Ice Fisherman Catches A Fish With… Wings?

Nothing beats a still winter’s day for fishing, as all ice fishers will tell you, but even those calm days can serve up a surprise. Just ask these ice fishers in Pennsylvania who managed to rescue a duck trapped in icy waters. The fishermen had been waiting for a catch around a typical opening in the ice when they had to respond to a tug on their line. But instead of pulling up what might have made a nice fish dinner, they found a poor duck struggling with the line. They set the fowl free, but not before sharing a chuckle over the somewhat different catch.

While the duck wanted to get back in the water (and it did once it was free), the fishermen can rest easy knowing that they were able to help out an animal that may have been trapped. It’s not everyday that you can claim to have rescued a live duck from under thick ice with baits and lines made for fish, but as these fishermen might tell you, that can be part of the fun of ice fishing. There’s no guarantee you’ll ever pull a feathered friend from under the ice, but if you’d like to see what ice fishing is about, you need the right equipment and a knowledge of how to stay safe on the slippery surface.

Get the Right Tools — Start at a good fishing shop such as a Bass Pro Shop, where you can get professional advice on both tools and tips for making the adventure easier to handle. When done properly, ice fishing is safe, comfortable, and fun, but it does require special tools that you wouldn’t use in regular lake or river fishing.
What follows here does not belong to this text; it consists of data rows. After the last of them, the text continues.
PR #1671, opened 2019-11-14
Control modal entirely with react props

epicfaace:
Removing jquery from one more place! Fixes #1670

PR #1672, opened 2019-11-14
Use props instead of jquery for error message handling

epicfaace:
Also uses a dismissable bootstrap "Alert" for error messages.
Eventually, we should replace the loading sign with a similar
type of change. This is one step in the path of removing
jquery.

This PR builds off #1671, so merge this after that PR is merged.


epicfaace:
@yipenghe can you review?

yipenghe:
Code looks good, what should I be looking for on the view of frontend?

epicfaace:
> Code looks good, what should I be looking for on the view of frontend?

Hmm, I guess you could test by setting a hard-coded value to be set on this line: https://github.com/codalab/codalab-worksheets/pull/1672/files#diff-f36be677374a909f3276bc2317babfcdR1285

yipenghe (approved):
Make sure to be careful with the merge conflicts though

PR #1673, opened 2019-11-14
Add travis checks for frontend style/formatting

epicfaace:
Previously we didn't have this; we just had a precommit
hook that did this. I've also run prettier on all frontend files
so that the existing files do conform to the travis prettier
checks.

Also, add prettier to the precommit hook.


percyliang (approved):
We should get this in soon.  Can we also add something to `pre-commit.sh`?

epicfaace:
> We should get this in soon. Can we also add something to `pre-commit.sh`?

I don't think we'll need to do this -- because it will already run during precommit as long as node/npm is installed, through the `lint-staged` package.

PR #1675, opened 2019-11-14
Update bundle detail during runs

yipenghe:
Fetch new data to update bundle detail panel
including, stdout, stderr & file contents & metadata (run time)
#1611


frontend/src/components/worksheets/Worksheet/Worksheet.js
```diff
@@ -260,6 +260,15 @@ class Worksheet extends React.Component {
             worksheet_uuid,
         )
             .done(() => {
+                Object.keys(this.state.checkedBundles).forEach((uuid) => {
```
epicfaace, line 263: I changed `.map` to `.forEach` because otherwise it caused an eslint error (since the function doesn't return anything)

q
```diff
@@ -0,0 +1,23 @@
+  autocomplete-master[m
```
epicfaace: remove this file

frontend/src/components/worksheets/Worksheet/Worksheet.js
```diff
@@ -533,6 +542,9 @@ class Worksheet extends React.Component {
     toggleGlossaryModal = () => {
         this.setState({ showGlossaryModal: !this.state.showGlossaryModal });
     };
+    toggleGlossaryModal = () => {
```
epicfaace: remove this function (duplicate declaration)

frontend/src/components/worksheets/BundleDetail/BundleDetail.jsx
```diff
@@ -57,6 +59,18 @@ class BundleDetail extends React.Component<
         this.fetchBundleContents();
     }
 
+    componentDidUpdate() {
```
epicfaace: I think it might be cleaner to put this logic as a call to `setInterval` in `componentDidMount` -- is there a particular reason why you put it in `componentDidUpdate`?

frontend/src/components/worksheets/BundleDetail/BundleDetail.jsx
```diff
@@ -57,6 +59,18 @@ class BundleDetail extends React.Component<
         this.fetchBundleContents();
     }
 
+    componentDidUpdate() {
+        let newTime = new Date();
+        if (newTime.getTime() - this.state.lastFetchTime > 3000 && !this.state.fetching){
+            this.setState({fetching: true});
+            setTimeout(()=>{
+                this.setState({lastFetchTime: newTime.getTime(), fetching: false})
+                this.fetchBundleMetaData();
```
epicfaace, line 62: Do we need to fetch both bundle metadata and bundle contents? Might it be more efficient to only fetch metadata, and then we might be able to tell if the contents could change?

frontend/src/components/worksheets/BundleDetail/BundleDetail.jsx
yipenghe: I will try this, just had it for demo

frontend/src/components/worksheets/BundleDetail/BundleDetail.jsx
yipenghe: If you only fetch one of them, the other remains the same and won't be able to update, same as for fileBrower data

yipenghe:
This addresses #1681 #1611

PR #1595, opened 2019-11-05
Use saved disk_used when checking quota (fix #1589)

bkgoksel:
Thanks @candicegjing for figuring this out.

PR #1677, opened 2019-11-14
Make stage_bundles running in background

candicegjing:
This is a temporary solution to let stage_bundle function not blocked by later functions.
Based on the previous study #1589 , the function that dispatches jobs takes most of the time and blocks stage_bundle from moving newly created bundles to staged state. As a temporary solution here, we can set stage_bundle to run as a separate thread, so that newly created bundles will be fetched into the loop of checking their prerequisite of moving to the next stage (staged state).

### DIFF
--- a/codalab/server/bundle_manager.py
+++ b/codalab/server/bundle_manager.py
@@ -62,6 +62,7 @@ class BundleManager(object):
         logger.info('Bundle manager running!')
         while not self._is_exiting():
             try:
+                self._run_stage_bundles_in_background(sleep_time)
                 self._run_iteration()
             except Exception:
                 traceback.print_exc()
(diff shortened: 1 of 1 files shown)


codalab/server/bundle_manager.py
```diff
@@ -62,6 +62,7 @@ def run(self, sleep_time):
         logger.info('Bundle manager running!')
         while not self._is_exiting():
             try:
+                self._run_stage_bundles_in_background(sleep_time)
```
percyliang, line 65: If we want to put this in a thread, we should create a thread once at the top (not in this loop).

codalab/server/bundle_manager.py
```diff
@@ -80,11 +81,32 @@ def _is_exiting(self):
...
+        :param sleep_time: number of seconds to sleep
+        :return:
+        """
+
+        def run():
+            while True:
+                self._stage_bundles()
+                time.sleep(sleep_time)
+
+        running_threads = [thread.getName() for thread in threading.enumerate()]
```
percyliang, line 101: This seems unnecessary; just create a thread once and be done with it.

percyliang (commented):
We should think more generally about restructuring this code in general, not just handling this one case.

Also, are there any atomicity / race conditions to worry about when we're introducing threading?

codalab/server/bundle_manager.py
candicegjing: I initially had the same thought. But what if something happened to this thread and then the newly submitted the jobs will never be moved from `created` to `staged` state. Then I started to put a check under the loop.

bkgoksel:
Hmm I'm not sure if this will drastically improve the end user experience. From what I understand, the actual time spent is mostly in actually scheduling `staged` bundled to workers and getting them on the `running`/`preparing` state. Making the `created` -> `staged` transition faster in the background wouldn't really reduce the time from bundle submission to getting bundles actually running in this case, right?

Also, did the performance profile of the bundle manager change at all after #1595 ? It would be really strange if it hasn't?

  • Transportation: You really shouldn’t drive out onto the ice, even when it’s thick, but that means you’ll need an additional way to get your equipment out to the fishing spot. A good-quality toboggan or sled that can glide smoothly over the ice — and that has a rope or other means of pulling that is strong enough to haul the weight of the tools without breaking — will accomplish this handily.
  • Drilling and Ice Management: Now you have to get through the ice, and simply trying to chip a hole down to the water level isn’t going to work. You’ll need both an ice auger and an ice chisel. The auger lets you drill through the ice carefully and will be your main tool for opening a fishing hole. When the ice is thinner, earlier in the season, a chisel may work instead. As you drill or chisel, you’ll also need a skimmer, which you use to scoop and scrape out the loose ice left by the auger or chisel. Note that the hole should not be any larger than 12 inches in diameter because larger holes are unsafe.
  • Where to Sit and Where to Store Your Catch: Ice fishing takes patience and is not something you stand around waiting for. You’ll need a seat that is sturdy. Some people make do with little stools or even an upturned bucket, while others go all out and get ice fishing shelters that look like little cabins. Anything you catch can be placed in a simple bucket. As for your bait, you’ll need to stay dry yourself, so if you’re using baits that need to stay wet, like minnows, you’ll need a small net to grab those. One more tool that may be of use is a hook disgorger. This oddly named tool helps you retrieve a hook from a slippery fish that you might be having trouble holding onto, which can be the case in cold, icy weather. Past that, your regular fishing rod and hooks, and any other tools you use for regular fishing, are the only other things you need.
  • What to Wear: You need warm clothing and sturdy, stable boots, gloves, and possibly facial protection from wind. Sunglasses help if it’s sunny out to cut down on glare and UV rays. And don’t forget sun protection. Even on cloudy days those UV rays can work on your skin. Also make sure your cell phone is completely charged before you begin fishing for the day, and tell someone where you’re going.

Safety Rules — Always start out near the shore of the frozen body of water even if official conditions state the ice is safe to be on. Drill a small hole near the shore to see if you have at least four inches of ice that’s clear, similar to what you’d see in ice cubes in a freezer. This indicates the ice is newer and stronger. Older ice can be weaker and thus not as safe even if thick; you’d need to find at least eight inches of thick white ice. Anything less than two inches thick (for clear ice) is not safe, and you’ll need to find another body of water on which to ice fish.

You’ll also need a life jacket. While the hole you drill shouldn’t be more than a foot across, you can still slip into that. The jacket will also add warmth, though it should not be your only jacket, of course.

Location, Location — Technology can help here to an extent; fish finders can help you locate larger stocks if you’re not familiar with the area. But if you’re ice fishing in an area you normally visit in summer, start in the areas where fish normally congregate during that warmer weather. Also, if nothing seems to be biting and you’re sure there are fish in the area, try changing the depth of your line and bait. Fish tend not to travel up and down, instead staying at the same depth as they travel.